# [What you need to do]
Restate word for word every line from the top of the data below down through the line that holds "const std::wstring& ImagePath()".

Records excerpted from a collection
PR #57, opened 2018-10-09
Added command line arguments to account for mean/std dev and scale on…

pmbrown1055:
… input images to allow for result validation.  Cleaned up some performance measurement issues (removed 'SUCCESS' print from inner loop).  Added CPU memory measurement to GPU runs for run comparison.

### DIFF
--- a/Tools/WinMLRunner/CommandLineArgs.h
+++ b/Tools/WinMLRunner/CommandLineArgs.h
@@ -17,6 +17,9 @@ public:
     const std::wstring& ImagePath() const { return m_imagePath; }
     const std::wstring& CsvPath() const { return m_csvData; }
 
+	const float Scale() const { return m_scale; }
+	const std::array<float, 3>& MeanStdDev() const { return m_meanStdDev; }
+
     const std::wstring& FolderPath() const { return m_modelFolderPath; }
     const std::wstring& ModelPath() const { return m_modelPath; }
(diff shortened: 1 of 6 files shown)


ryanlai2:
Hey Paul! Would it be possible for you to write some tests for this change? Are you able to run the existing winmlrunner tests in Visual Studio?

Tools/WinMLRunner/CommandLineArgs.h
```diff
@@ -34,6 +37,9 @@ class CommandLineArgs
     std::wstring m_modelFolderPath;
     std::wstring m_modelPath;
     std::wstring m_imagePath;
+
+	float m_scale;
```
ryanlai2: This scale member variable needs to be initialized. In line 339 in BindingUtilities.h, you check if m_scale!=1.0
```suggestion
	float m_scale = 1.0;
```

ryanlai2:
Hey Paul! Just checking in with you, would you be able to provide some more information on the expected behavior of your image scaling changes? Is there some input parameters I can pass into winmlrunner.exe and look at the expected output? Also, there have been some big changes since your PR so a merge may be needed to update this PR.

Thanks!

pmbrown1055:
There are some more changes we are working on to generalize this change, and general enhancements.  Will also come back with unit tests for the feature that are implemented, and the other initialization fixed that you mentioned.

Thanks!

# [Task result]
PR #57, opened 2018-10-09
Added command line arguments to account for mean/std dev and scale on…

pmbrown1055:
… input images to allow for result validation.  Cleaned up some performance measurement issues (removed 'SUCCESS' print from inner loop).  Added CPU memory measurement to GPU runs for run comparison.

### DIFF
--- a/Tools/WinMLRunner/CommandLineArgs.h
+++ b/Tools/WinMLRunner/CommandLineArgs.h
@@ -17,6 +17,9 @@ public:
     const std::wstring& ImagePath() const { return m_imagePath; }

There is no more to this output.